━━━ SUPPLIED DATA

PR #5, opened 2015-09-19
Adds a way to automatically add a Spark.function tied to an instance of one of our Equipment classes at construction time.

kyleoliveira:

━━━━━━
━━━ SUPPLIED DATA

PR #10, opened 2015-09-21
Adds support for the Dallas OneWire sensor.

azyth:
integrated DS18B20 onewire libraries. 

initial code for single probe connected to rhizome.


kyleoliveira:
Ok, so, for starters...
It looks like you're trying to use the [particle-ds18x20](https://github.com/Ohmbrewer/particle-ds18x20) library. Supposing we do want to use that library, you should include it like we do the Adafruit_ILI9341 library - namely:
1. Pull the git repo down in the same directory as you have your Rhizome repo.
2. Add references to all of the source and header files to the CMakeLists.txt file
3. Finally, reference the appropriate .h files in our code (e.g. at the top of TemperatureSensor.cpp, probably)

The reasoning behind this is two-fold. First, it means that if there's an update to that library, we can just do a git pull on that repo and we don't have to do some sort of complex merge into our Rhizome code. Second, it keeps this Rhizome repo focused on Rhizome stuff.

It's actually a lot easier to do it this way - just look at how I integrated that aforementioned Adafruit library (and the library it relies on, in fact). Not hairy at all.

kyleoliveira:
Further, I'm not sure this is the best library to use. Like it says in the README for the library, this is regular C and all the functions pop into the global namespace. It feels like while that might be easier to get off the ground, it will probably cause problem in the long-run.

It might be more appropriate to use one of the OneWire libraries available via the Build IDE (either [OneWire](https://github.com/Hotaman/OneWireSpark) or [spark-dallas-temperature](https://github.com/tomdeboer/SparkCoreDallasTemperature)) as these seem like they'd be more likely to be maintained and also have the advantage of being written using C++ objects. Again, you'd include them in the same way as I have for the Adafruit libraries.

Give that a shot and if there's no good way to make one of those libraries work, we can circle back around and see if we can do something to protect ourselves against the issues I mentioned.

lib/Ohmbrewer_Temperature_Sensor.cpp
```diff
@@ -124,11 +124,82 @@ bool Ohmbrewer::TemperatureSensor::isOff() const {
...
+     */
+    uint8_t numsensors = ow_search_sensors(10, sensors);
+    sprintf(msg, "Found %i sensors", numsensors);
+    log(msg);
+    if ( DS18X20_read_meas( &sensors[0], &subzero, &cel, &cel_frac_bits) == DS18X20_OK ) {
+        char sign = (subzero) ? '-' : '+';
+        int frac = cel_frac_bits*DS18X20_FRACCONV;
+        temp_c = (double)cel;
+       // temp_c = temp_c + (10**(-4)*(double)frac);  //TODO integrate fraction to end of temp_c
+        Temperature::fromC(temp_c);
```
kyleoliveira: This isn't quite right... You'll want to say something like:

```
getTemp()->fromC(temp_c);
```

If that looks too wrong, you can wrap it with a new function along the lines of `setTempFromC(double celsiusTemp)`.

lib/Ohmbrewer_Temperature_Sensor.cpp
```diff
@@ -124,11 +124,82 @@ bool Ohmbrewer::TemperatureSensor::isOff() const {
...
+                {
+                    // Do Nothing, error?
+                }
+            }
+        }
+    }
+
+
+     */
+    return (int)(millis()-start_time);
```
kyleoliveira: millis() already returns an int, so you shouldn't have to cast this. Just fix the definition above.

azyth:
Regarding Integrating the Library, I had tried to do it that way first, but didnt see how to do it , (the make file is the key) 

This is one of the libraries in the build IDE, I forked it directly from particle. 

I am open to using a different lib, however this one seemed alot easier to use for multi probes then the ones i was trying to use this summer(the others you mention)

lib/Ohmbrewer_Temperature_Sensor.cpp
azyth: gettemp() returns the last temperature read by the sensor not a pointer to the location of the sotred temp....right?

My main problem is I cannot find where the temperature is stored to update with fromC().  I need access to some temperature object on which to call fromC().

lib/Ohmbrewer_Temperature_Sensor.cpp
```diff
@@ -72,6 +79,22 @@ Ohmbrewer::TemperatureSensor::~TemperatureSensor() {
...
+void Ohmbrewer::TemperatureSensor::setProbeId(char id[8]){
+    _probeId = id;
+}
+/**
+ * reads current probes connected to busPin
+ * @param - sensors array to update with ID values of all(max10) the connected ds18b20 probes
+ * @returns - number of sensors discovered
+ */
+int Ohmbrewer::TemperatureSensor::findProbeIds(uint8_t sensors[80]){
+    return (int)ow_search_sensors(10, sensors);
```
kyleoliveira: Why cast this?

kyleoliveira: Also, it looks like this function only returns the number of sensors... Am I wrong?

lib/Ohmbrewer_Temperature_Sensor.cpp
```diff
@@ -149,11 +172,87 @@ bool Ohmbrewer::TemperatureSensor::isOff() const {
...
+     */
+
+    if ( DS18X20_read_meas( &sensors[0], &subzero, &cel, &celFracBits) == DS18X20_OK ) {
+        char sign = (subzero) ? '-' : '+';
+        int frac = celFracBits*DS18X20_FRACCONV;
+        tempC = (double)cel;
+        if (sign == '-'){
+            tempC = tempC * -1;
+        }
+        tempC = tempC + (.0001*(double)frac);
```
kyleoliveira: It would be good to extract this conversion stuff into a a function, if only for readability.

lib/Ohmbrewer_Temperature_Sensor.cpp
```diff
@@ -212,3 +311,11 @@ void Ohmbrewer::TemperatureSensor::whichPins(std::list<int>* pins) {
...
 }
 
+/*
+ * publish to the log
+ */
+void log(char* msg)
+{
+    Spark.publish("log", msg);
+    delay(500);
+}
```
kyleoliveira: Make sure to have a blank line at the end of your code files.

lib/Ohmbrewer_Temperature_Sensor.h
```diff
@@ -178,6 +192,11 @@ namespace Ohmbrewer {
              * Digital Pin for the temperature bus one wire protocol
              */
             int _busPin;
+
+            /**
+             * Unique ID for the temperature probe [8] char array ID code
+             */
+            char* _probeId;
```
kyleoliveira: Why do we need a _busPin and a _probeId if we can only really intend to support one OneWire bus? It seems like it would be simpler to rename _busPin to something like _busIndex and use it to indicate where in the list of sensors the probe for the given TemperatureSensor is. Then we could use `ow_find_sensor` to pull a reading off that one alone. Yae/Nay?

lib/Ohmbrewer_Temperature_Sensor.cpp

━━━━━━

→ WHAT IS EXPECTED:
For the listing shown above, count the lines that contain the word "double" and supply only the result.

→ ANSWER SPACE:
5